中間レイヤーと代替レイヤーは、補間の設定で使用されます。詳細については、13「マルチプルマスター」を参照してください。カラーレイヤーは、カラーフォントに使用されます。詳細は14「カラーフォント」を参照してください。プラグインでは、独自の特殊レイヤーを定義することができます。詳細は各プラグインのマニュアルを参照してください。
5.4 変形
「変形」セクションでは、ポイント、パス、コンポーネント、アンカー、ガイドライン、画像などを変形させることができます。次のような変形がサポートされています。
- 選択範囲を水平または垂直に反転したり、選択範囲を拡大または縮小したりします。
- 選択範囲を時計回りまたは反時計回りに回転させます。
- 選択範囲を左、右、下、上に傾斜させます。
- 選択範囲を左、右、上、下に整列させます。
- 選択範囲を垂直方向または水平方向に整列します。
- パスに対してブーリアン演算 (結合、減算、交差) を実行します。
変形は、フォントビューと編集ビューの両方で適用できます。選択した内容に応じて、変形はセグメント、パス、またはグリフレイヤー全体に適用されます。
テキストフィールドの左と右にあるボタンは、逆の変換を行います。たとえば、 反時計回りの丸まった矢印をクリックすると、時計回りの丸まった矢印をクリックしたときの変形が元に戻ります。これらの反対方向の変換は、グリッド間隔による丸め誤差の影響を受けません。グリッド間隔の詳細については、8.5.1「グリッドの間隔とグリッド細分」を参照してください。
5.4.1 変形の基準点
すべての変換(整列を除く)は、基準点を基にして実行されます。変形パレットの一番上の行は、この原点をコントロールします。
変換ボックスは、(左)選択範囲のバウンディングボックスを基準にして、基準点を配置します。4 つのコーナーのいずれか、4 つのエッジの中央、または選択ボックスの中央を基準点として定義できます。
リファレンスポイント(中央)は、拡大縮小ツール(S)または回転ツール(R)で定義された基準点を使用します。いずれかのツールを使って、キャンバス上をクリックして基準点を定義します。基準点は、拡大縮小/回転ツールを使用している場合は赤いリングに十字のマークで表示され、その他のツールを使用している場合は十字のマークで表示されます。
メトリクスポイント(右)は、ファイル → フォント情報… → マスター → メトリクス で定義されたメトリクスのいずれかに基準点を置きます。ベースライン、xハイトの中間または端、キャップハイトの中間または端のいずれかを選択します。CJKグリフの場合は、代わりにレイヤー寸法コントロールが表示されます。このコントロールは基準点をレイヤーの中心(幅の半分、アセンダーとディセンダーの間の中心)に置きます。
5.4.2 反転
反転ボタンは選択範囲を基準点の反対側に反転させます。メトリクスポイントで基準点を定義している場合、水平方向に反転時はレイヤーの水平方向中心を基準にして反映されます。

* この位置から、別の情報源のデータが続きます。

PR #2990, opened 2023-11-15
Models no longer wrapped in SLI Module, model registration and thread-setting in managers revised

heplesser:
The main purpose of this PR (developed by @jougs) is to register node and connection models directly in the `ModelManager` without wrapping them in a `SLIModule`.  This change will allow implementation of extension module unloading at a later stage.

As a side effect of this change, this PR also:

1. Creates one connection model instance per thread instead of storing the same pointer to a single model for each thread; thus common properties of connections can now be stored locally per thread.
2. Changes the way managers are adjusted to a changed number of threads. In the past, the new number of threads was first set and then all managers finalized and initialized anew. Thus finalization of data structures with the old thread number was done with the new thread number already set, which can lead to problems. Now, all managers are first finalized (in opposite order of initialization), then the new thread number is set and then all managers are initialized. Both `initialize()` and `finalize()` now have a `reset_kernel` argument (default `true`) which controls if everything should be reset or only data structures adjusted to the new thread numbers. In the past, we actually reset more than we intended when just setting a new number of threads.


heplesser:
@terhorstd @mlober Ping!

nestkernel/model_manager.h
mlober, line 1: Typo in line 183: This function deleteS

nestkernel/node_manager.cpp
mlober, line 1: Typo in line 181: ... must be called ...

mlober (approved):
The code compiles and runs nicely on my laptop. From what I can gather, the code and added documentation both look good to me (except for small typos - see comments).

nestkernel/nest.h
```diff
@@ -53,9 +53,6 @@ void enable_dryrun_mode( const size_t n_procs );
 
 void register_logger_client( const deliver_logging_event_ptr client_callback );
 
-/**
- * Register connection model (i.e. an instance of a class inheriting from `Connection`).
- */
```
terhorstd, line 58: Why did this vanish?

testsuite/regressiontests/ticket-478.sli
```diff
@@ -84,7 +85,7 @@ ResetKernel
   { /st Set
     % create new nodes for each connection to avoid any issues with prohibited multiple connections
     ds_models
-    { Create /iaf_psc_alpha Create st Connect } forall
+    { Create /iaf_psc_alpha Create /one_to_one st Connect } forall
```
terhorstd, line 88: Why is this change necessary? Does this mean a change in `Connect` behavior?

nestkernel/nest.h
heplesser: Re-instated.

heplesser:
@terhorstd I have now committed the changes discussed in person today and addressed the two comments above. I have also merged in master.

terhorstd (approved):
This looks OK from my perspective. There is obvious need for refactoring in some places, but that should not clutter this PR.
:+1: 
Big thanks to everyone involved!

PR #2996, opened 2023-11-20
Add pre-commit to NEST environment.yml and limit pylint to pre-3.0

heplesser:
This PR 

1. adds `pre-commit` to a new "Contributing to NEST" section of `environment.yml`
2. limits the `pylint` version installed to <3. This is need to run `pytest`, which invokes `pylint`, due to some recent changes in `pylint` (see https://github.com/pylint-dev/pylint/issues/8862).

Probably #2834 needs adjusting as a consequence.

Tagging as high priority as it may brake testing.

### DIFF
--- a/environment.yml
+++ b/environment.yml
@@ -74,7 +74,7 @@ dependencies:
   - jupyter
   - jupyterlab
 
-  # Contributin to NEST -----
+  # Contributing to NEST -----
   - pre-commit
 
   # Building NEST documentation
--- a/environment.yml
+++ b/environment.yml
@@ -47,6 +47,8 @@ dependencies:
 
   # Testing NEST ------------
   - attrs
+  # Pytest currently incompatible with pylint 3, see https://github.com/pylint-dev/pylint/issues/8862
+  - pylint < 3
   - pytest
   - pytest-timeout
   - pytest-xdist
--- a/environment.yml
+++ b/environment.yml
@@ -74,6 +74,9 @@ dependencies:
   - jupyter
   - jupyterlab
 
+  # Contributin to NEST -----
+  - pre-commit
+
   # Building NEST documentation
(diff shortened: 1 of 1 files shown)


nicolossus:
@heplesser With `pylint 3.02`, I am able to locally run both the `pylint` check and the `pytest` suite from the CI without problems. Do you have an example of where `pylint > 3` causes problems? 

From looking at the issue you linked to, it doesn't seem like requiring `pylint < 3` should be necessary as long as we don't depend on a package that still use the now deprecated `pylint.config.PYLINTRC`.

heplesser:
@nicolossus This is strange. If I create an environment with just
```
mamba create -n t312pt "python>=3.12" pylint pytest 
```
then `pytest --version` works. When I create an entire environment using the `environment.yml`, then `pytest --version` triggers an error.

nicolossus:
@heplesser Thanks for the info, I figured out where the problem lies. With the `environment.yml` from current master, the following versions are installed:

```
pylint 3.0.2
pytest 7.4.3
pytest-pylint 0.18.0
```

`pytest-pylint` added support for the new PyLint RC discovery in version `0.19.0` (see [release notes](https://pypi.org/project/pytest-pylint/)).

The reason it worked for me with my `nest` environment is that mine is built from https://github.com/nest/nest-simulator/pull/2834, which installs the following versions:

```
pylint 3.0.2
pytest 7.4.3
pytest-pylint 0.21.0
```

https://github.com/nest/nest-simulator/pull/2834 now has two approvals and `pre-commit` is already included. I suggest that we close this PR and merge https://github.com/nest/nest-simulator/pull/2834 instead.

heplesser:
@nicolossus Thanks for you detective work. I will close this in favour of #2834.

PR #2997, opened 2023-11-20
Replace assertDictContainsSubset() which has been removed in Python 3.12

heplesser:
See https://stackoverflow.com/questions/20050913/python-unittests-assertdictcontainssubset-recommended-alternative for the solution I used.

High priority because it breaks testsuite in Python 3.12.

### DIFF
--- a/testsuite/pytests/test_sp/test_synaptic_elements.py
+++ b/testsuite/pytests/test_sp/test_synaptic_elements.py
@@ -22,6 +22,7 @@
 import unittest
 
 import nest
+from testutil import dict_is_subset_of
 
 __author__ = "naveau"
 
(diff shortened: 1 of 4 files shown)


otcathatsya (approved):

testsuite/pytests/test_sp/test_synaptic_elements.py
```diff
@@ -37,7 +37,7 @@ def test_set_status(self):
         nest.SetStatus(neuron, {"synaptic_elements": synaptic_element_dict})
         neuron_synaptic_elements = nest.GetStatus(neuron, "synaptic_elements")[0]
         self.assertIn("SE", neuron_synaptic_elements)
-        self.assertDictContainsSubset(synaptic_element_dict["SE"], neuron_synaptic_elements["SE"])
+        self.assertEqual(neuron_synaptic_elements["SE"], synaptic_element_dict["SE"] | neuron_synaptic_elements["SE"])
```
janskaar, line 40: I believe the positions of the two dictionaries in the last argument should be switched. 

For two dictionaries a, b which share a subset of keys, it seems `c = a | b` for any keys present in both a and b, will be given the value from b, not a. 

In this case, if e.g.
`neuron_synaptic_elements["SE"]["z"]` != `synaptic_element_dict["SE"]["z"]`, 
the test will not fail, since
`neuron_synaptic_elements["SE"]["z"]` == `(synaptic_element_dict["SE"] | neuron_synaptic_elements["SE"])["z"]`.

Same would then be the case for the other tests.

janskaar (changes requested):

testsuite/pytests/test_sp/test_synaptic_elements.py
heplesser: Thanks for noticing this! I also noted now that the dict merge operator was only introduced with Python 3.9, while we still want to support 3.8. I will look for a better solution.

heplesser:
@janskaar I have now fixed the PR, putting the dictionaries in proper order and making it a function with its own test. Since #2834 hiked Python requirements to 3.10, using the dict merge operator is no problem. I removed one test for getverbosity—no need to explicitly check it returns and int value. The remaining test will fail if it doesn't.

janskaar (approved):
Looks good

PR #2936, opened 2023-09-12
Add `clang-format` pre-commit hook

nicolossus:
This PR introduces a pre-commit hook for `clang-format`. By default, the hook uses the `.clang-format` file from the root. 

The PR also adds the `end-of-file-fixer` and `trailing-whitespace` hooks. They are out-of-the-box hooks from `pre-commit`, which already is a dependency. These particular hooks might save a lot of back-and-forth with CI.

PR #3002, opened 2023-11-21
Add `shellcheck` and `pre-commit` to CI jobs

terhorstd:
This is an addendum to #2880 adding a `pre-commit` run also to the CI pre-build checks.
The `shellcheck` is also added separately to address language specific linters on the same level.

Related PRs are:
* #2936 
* #2968
* #2996


.github/workflows/nestbuildmatrix.yml
```diff
@@ -33,6 +33,44 @@ jobs:
...
+      - name: "Set up Python 3.x"
+        uses: actions/setup-python@61a6322f88396a6271a6ee3565807d608ecaddd1 # v4.7.0
+        with:
+          python-version: 3.9
+
+      - name: "Install dependencies"
+        run: |
+          pip install pre-commit
+
+      - name: "Run shellcheck..."
```
heplesser, line 70:
```suggestion
      - name: "Run pre-commit ..."
```

.github/workflows/nestbuildmatrix.yml
```diff
@@ -33,6 +33,44 @@ jobs:
...
+      - name: "Install Linux system dependencies"
+        run: |
+          sudo apt-get update
+          sudo apt-get install shellcheck
+
+      - name: "Run shellcheck..."
+        run: |
+          find . -iname "*.sh" | xargs shellcheck
+
+  pre-commit-hooks:
```
heplesser, line 53: Check if this has already been integrated.

heplesser (changes requested):
See comments and suggestions.

.github/workflows/nestbuildmatrix.yml
terhorstd: This is now fixed with the correct `find . -iname "*.sh" -o -iname "*.sh.in" | …`. Have a look also into `.pre-commit-config.yaml` where currently a hand-written list needs to be maintained.

heplesser: @terhorstd Given that we also run the pre-commit tests just below, does this not lead to running shellcheck twice in the test process?

.github/workflows/nestbuildmatrix.yml
```diff
@@ -33,6 +33,62 @@ jobs:
...
+        run: |
+          pre-commit run --all-files
+
+  no-crlf:
+    # While pre-commit-hook mixed-line-endings could check for this, it would
+    # be incompatible with "git smudge", as users may decide to use any
+    # formatting in their editor consistently.
+    # https://github.com/pre-commit/pre-commit-hooks?tab=readme-ov-file#mixed-line-ending
+    #
+    # This check makes sure the repository is always consistent NL line endings.
```
heplesser, line 81: What does `NL` mean? There is also some grammatical problem in the sentence.

doc/htmldoc/static/img/EBRAINS.svg
heplesser, line 1: Why does git show that all SVG files here have been replaced by identical-looking files?

heplesser (commented):
@terhorstd This looks good, but see the few inline comments. Did you run the shell scripts that have been modified significantly and which are not run by the CI, e.g., run_micrcocircuit and run_examples?

heplesser:
I am exploring the test failure on macOS.

.github/workflows/nestbuildmatrix.yml
terhorstd: yes, and with potentially different settings. The idea behind was that pre-commit tests if the developer has run the checks, but we still have each test separately in the CI overview.

`clang-format` is another candidate and that basically makes sure that our clang versions don't differ between developer and CI machines.

Currently whole process is 49 seconds, could be much less if we add caching of the pre-commit environments.

doc/htmldoc/static/img/EBRAINS.svg
terhorstd: A single newline at the end was changed. Should I add an ignore for those or are we fine with this?

terhorstd:
The reason for the MacOS failure is described in https://stackoverflow.com/a/752893. And I think I found a workaround.

.github/workflows/nestbuildmatrix.yml
heplesser: OK, thanks for the explanation.

doc/htmldoc/static/img/EBRAINS.svg
heplesser: Fine now, since the files now are fixed leave them in.

.github/workflows/nestbuildmatrix.yml
```diff
@@ -78,7 +78,8 @@ jobs:
     # formatting in their editor consistently.
     # https://github.com/pre-commit/pre-commit-hooks?tab=readme-ov-file#mixed-line-ending
     #
-    # This check makes sure the repository is always consistent NL line endings.
+    # This check makes sure the files in the repository are always consistent
+    # in their line endings, i.e. new line, and not carrige return+line feed.
```
heplesser, line 82:
```suggestion
    # in their line endings, i.e. new line, and not carriage return+line feed.
```

.github/workflows/nestbuildmatrix.yml
heplesser: Thanks for the improved implementation!

terhorstd:
Hey, could you have another look? I think it's ready to go

build_support/install_sionlib.sh
```diff
@@ -2,15 +2,16 @@
 set -euo pipefail
 
 SIONLIBVERSION="1.7.4"
+SIONLIB_INSTALL_PATH="${1:-${HOME}/.cache/csa.install}"
```
heplesser: Are you sure the `csa.install` here is correct? Why not `sionlib.install`?

examples/run_examples.sh
```diff
@@ -31,23 +31,28 @@ if ! python3 -c "import nest" >/dev/null 2>&1; then
...
+
 declare -a EXAMPLES
 if [ "${#}" -eq 0 ]; then
     # Find all examples that have a line containing "autorun=true"
     # The examples can be found in subdirectory nest and in the
     # examples installation path.
     EXAMPLELIST="$(mktemp examplelist.XXXXXXXXXX)"
     if [ -d "nest/" ] ; then
-        grep -rl --include='*.sli' 'autorun=true' nest/ >>"$EXAMPLELIST"
+        grep -rl --include='*.sli' 'autorun=true' "${sourcedir}/nest/" >>"$EXAMPLELIST" || true
```
heplesser, line 51: What is the purpose of `|| true`?

examples/run_examples.sh
```diff
@@ -64,10 +69,34 @@ done
...
 export MPLCONFIGDIR
 
-time_format="  time: {real: %E, user: %U, system: %S}\n\
-  memory: {total: %K, max_rss: %M}"
+INFO_OS="$(uname -s)"
 
-basedir=$PWD
+# find "time" command
+if test "${INFO_OS:-}" = "Darwin"; then
+    if test -x "/usr/local/bin/gtime"; then
```
heplesser, line 76: For some reason, I cannot make a suggestion here, but the path should be `/opt/homebrew/bin/gtime` (also below). Homebrew installs everything under `/opt/homebrew` on Apple Silicon.

heplesser (changes requested):
Hi @terhorstd! I spotted one potential copy-paste-error (but I may have looked at an outdated file version), have one suggestion and one question.

examples/run_examples.sh
terhorstd: If grep does not find the string (i.e. there are not exmples in that directory) then the script exits due to the error code. `true` always returns a successful return-code.

examples/run_examples.sh
terhorstd: A nicer way to define this would be a `$(which gtime)` but I don't know if that is correctly found. Could you check?

build_support/install_sionlib.sh
terhorstd: Not shure how you see this, but it has been fixed in https://github.com/nest/nest-simulator/pull/3002/commits/6f937ebcf974557718fd253514e8d38ae25347cc, hence the "(outdated)" above.

examples/run_examples.sh
heplesser: Seems to work:
```
(nn) ~> echo $(which gtime)
/opt/homebrew/bin/gtime
```

terhorstd: Thanks, I added the `which`

heplesser (approved):

PR #3011, opened 2023-11-23
Sort results of NEST releases on Zenodo by most recent

jessica-mitchell:
Zenodo changed how sorting is done, so this PR updates the link so the first results are the most recent NEST releases


jessica-mitchell:
Merging without review as its a single line change in documentation - link tested and works

PR #3015, opened 2023-11-28
Add missing keyword to glif neuron model documentation

jessica-mitchell:
The glif neuron models are missing the keyword neuron, so they don't appear in the directory under that category.


jessica-mitchell:
Merging with no reviewer as its a minor documentation change

PR #3021, opened 2023-11-28
Ensure Connect() does not allow passing parameters that need to be set at the synapse-model level

heplesser:
Until now, users could pass parameters shared by all synapses of a given type to the `syn_spec` in `Connect()`. These parameters were silently ignored as illustrated by the example below, where `alpha` is not set to 10 either in the connection (which does not have that property) nor in the defaults.

The PR also ports the pertaining tests to Python, in part simplifying and in part extending them.

```
In [2]: n = nest.Create('iaf_psc_alpha')
In [4]: nest.Connect(n, n, syn_spec={'synapse_model': 'stdp_synapse_hom', 'alpha': 10})
In [5]: c = nest.GetConnections()
In [6]: c.get()
Out[6]: 
{'delay': 1.0,
 'Kplus': 0.0,
 'port': 0,
 'receptor': 0,
 'sizeof': 48,
 'source': 1,
 'synapse_id': 54,
 'synapse_model': 'stdp_synapse_hom',
 'target': 1,
 'target_thread': 0,
 'weight': 1.0}

In [7]: nest.GetDefaults('stdp_synapse_hom')
Out[7]: 
{'alpha': 1.0,
 'delay': 1.0,
 'element_type': 'synapse',
 'has_delay': True,
 'Kplus': 0.0,
 'lambda': 0.01,
 'mu_minus': 1.0,
 'mu_plus': 1.0,
 'num_connections': 1,
 'receptor_type': 0,
 'requires_symmetric': False,
 'sizeof': 48,
 'synapse_model': 'stdp_synapse_hom',
 'synapse_modelid': 54,
 'tau_plus': 20.0,
 'Wmax': 100.0,
 'weight': 1.0,
 'weight_recorder': NodeCollection(<empty>)}
```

メトリクスポイントで基準点をxハイトの半分またはキャップハイトの半分に設定してミラーリングすると、オーバーシュートを維持することができます。例えば、xハイトをオーバーシュートするnをミラーリングすると、ベースラインをオーバーシュートするuになります。
コーナーコンポーネント(9.3「コーナーコンポーネント」参照)を反転すると、左コーナーが右コーナーになります。その逆も同様です。グリフコンポーネントを上下逆にミラーリングすると、元のグリフの上下のアンカーの割り当てが逆になります。このように、コンポーネントをミラーリングすることで、上のマークを下のマークとして使用することができます。
5.4.3 拡大縮小
拡大ボタンをクリックすると、選択範囲が指定した割合で拡大されます。100%より大きい割合では選択範囲のサイズが大きくなり、100%より小さい割合では選択範囲のサイズが小さくなり、100%の割合では選択範囲のサイズはそのままになります。水平軸(上の入力フィールド)と垂直軸(下の入力フィールド)の拡大率は、それぞれ独立して定義できます。ロックアイコンがロックされている場合は、上の入力フィールドが両軸に使用されます。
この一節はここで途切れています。